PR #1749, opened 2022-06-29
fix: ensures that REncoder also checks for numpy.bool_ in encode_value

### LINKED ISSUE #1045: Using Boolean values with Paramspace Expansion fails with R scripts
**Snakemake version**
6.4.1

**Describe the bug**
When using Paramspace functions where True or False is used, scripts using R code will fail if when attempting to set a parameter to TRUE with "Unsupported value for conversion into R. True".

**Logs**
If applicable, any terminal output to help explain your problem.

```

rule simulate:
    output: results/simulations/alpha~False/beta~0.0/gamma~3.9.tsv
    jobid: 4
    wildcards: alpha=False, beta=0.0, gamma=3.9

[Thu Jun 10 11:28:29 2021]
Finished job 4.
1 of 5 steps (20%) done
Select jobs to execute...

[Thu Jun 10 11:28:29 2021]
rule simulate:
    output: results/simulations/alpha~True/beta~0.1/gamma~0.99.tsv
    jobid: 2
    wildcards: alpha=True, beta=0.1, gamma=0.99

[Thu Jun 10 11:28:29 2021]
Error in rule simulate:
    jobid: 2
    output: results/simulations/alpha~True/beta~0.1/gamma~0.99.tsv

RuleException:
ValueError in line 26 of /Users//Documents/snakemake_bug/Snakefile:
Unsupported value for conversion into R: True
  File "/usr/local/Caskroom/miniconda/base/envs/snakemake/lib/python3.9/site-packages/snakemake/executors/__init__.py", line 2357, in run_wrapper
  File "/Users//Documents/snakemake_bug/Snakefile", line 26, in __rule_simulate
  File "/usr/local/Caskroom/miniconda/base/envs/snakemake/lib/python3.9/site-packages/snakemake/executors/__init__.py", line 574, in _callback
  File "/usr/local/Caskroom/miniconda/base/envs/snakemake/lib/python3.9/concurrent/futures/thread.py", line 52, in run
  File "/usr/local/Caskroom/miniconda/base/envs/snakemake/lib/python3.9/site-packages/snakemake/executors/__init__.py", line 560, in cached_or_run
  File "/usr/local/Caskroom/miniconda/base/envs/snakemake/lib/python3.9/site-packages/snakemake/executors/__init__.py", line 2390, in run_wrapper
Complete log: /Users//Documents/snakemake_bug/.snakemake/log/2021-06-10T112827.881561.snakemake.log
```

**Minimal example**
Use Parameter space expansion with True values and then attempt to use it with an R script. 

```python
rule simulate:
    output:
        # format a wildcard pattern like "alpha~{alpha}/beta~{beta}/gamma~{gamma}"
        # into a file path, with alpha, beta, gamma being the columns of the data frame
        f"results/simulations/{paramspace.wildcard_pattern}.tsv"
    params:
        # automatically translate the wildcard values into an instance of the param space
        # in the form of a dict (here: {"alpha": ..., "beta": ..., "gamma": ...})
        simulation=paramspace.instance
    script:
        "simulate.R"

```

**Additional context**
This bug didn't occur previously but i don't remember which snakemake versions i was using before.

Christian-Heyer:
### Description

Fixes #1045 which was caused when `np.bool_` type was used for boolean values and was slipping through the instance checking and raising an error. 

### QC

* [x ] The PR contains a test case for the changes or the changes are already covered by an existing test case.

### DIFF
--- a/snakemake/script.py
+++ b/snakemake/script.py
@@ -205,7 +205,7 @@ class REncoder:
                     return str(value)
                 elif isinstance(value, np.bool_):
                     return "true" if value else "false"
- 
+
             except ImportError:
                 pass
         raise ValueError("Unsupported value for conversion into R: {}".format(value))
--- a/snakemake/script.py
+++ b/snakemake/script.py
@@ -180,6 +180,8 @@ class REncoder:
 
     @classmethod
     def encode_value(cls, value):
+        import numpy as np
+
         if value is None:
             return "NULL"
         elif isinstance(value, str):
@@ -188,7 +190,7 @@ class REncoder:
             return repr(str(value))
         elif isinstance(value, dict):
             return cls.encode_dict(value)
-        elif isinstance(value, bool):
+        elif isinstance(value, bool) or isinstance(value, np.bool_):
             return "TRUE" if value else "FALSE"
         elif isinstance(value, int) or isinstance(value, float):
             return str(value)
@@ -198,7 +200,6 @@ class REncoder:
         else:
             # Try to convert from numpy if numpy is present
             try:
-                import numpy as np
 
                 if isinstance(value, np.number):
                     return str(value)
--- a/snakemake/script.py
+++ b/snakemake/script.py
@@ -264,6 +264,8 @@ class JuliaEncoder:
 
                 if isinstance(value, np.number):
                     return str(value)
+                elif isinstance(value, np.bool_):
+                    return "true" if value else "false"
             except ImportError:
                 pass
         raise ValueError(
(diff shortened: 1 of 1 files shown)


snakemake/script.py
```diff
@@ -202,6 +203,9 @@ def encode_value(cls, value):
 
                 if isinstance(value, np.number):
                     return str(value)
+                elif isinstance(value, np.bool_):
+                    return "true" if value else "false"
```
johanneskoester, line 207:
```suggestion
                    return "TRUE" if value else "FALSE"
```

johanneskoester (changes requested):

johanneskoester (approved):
* * * * *
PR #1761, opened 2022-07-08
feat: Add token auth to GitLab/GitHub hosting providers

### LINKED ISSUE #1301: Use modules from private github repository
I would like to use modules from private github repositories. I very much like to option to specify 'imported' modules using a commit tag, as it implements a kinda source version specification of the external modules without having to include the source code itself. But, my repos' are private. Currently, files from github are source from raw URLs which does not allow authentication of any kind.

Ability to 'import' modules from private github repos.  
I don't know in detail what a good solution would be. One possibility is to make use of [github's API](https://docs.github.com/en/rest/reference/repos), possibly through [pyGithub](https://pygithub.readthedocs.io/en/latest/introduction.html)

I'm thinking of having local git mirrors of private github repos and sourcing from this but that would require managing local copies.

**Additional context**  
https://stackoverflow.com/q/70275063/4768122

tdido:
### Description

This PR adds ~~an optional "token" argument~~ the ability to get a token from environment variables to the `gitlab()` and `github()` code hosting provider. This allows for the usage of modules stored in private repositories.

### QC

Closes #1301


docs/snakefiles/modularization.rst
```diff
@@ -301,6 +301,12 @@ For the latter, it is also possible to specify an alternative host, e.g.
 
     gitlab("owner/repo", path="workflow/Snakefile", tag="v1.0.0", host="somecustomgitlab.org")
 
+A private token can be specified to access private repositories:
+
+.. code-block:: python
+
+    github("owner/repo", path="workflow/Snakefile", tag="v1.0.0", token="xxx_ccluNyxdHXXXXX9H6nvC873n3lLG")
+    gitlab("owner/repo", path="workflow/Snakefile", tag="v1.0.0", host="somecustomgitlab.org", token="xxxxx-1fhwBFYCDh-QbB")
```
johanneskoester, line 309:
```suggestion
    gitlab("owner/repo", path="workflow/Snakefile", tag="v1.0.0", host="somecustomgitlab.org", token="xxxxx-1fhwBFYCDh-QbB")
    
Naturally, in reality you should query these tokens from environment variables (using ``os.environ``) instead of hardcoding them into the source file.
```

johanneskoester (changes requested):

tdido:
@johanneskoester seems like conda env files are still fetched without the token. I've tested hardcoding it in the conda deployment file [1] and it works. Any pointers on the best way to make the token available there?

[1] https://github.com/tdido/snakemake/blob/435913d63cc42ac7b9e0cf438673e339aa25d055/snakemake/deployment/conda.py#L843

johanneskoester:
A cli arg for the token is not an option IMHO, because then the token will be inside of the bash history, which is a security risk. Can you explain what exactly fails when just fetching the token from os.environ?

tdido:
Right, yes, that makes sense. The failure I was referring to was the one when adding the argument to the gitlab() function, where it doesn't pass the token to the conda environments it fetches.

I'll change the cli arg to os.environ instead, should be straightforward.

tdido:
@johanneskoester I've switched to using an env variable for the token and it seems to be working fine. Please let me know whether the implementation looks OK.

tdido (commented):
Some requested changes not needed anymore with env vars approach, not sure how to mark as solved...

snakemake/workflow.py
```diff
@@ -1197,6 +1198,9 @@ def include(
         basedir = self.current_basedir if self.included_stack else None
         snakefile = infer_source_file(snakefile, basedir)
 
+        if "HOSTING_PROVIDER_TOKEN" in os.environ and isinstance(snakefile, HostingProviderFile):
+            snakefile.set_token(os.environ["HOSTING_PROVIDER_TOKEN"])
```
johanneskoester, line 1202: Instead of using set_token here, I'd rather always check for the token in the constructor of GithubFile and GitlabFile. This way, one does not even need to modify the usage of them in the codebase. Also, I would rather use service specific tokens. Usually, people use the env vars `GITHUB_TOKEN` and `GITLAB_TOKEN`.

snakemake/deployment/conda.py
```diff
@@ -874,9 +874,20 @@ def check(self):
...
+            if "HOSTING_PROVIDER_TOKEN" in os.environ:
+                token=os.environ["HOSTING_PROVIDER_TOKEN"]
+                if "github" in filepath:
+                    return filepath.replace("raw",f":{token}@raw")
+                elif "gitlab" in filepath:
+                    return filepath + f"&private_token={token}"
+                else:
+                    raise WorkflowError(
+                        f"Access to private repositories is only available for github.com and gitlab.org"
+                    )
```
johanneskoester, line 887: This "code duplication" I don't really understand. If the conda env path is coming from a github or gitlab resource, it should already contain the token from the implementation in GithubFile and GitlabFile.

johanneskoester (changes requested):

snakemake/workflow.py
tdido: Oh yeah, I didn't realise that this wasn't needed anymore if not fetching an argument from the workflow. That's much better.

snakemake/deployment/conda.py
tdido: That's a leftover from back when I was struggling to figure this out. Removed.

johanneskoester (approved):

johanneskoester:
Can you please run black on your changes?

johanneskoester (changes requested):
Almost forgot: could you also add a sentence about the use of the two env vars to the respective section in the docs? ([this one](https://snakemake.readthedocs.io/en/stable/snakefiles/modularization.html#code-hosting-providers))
* * * * *
EXERCISE AIM
Which lines above contain the word "scripts"? Copy each of them.

WRITTEN RESPONSE
### LINKED ISSUE #1045: Using Boolean values with Paramspace Expansion fails with R scripts
When using Paramspace functions where True or False is used, scripts using R code will fail if when attempting to set a parameter to TRUE with "Unsupported value for conversion into R. True".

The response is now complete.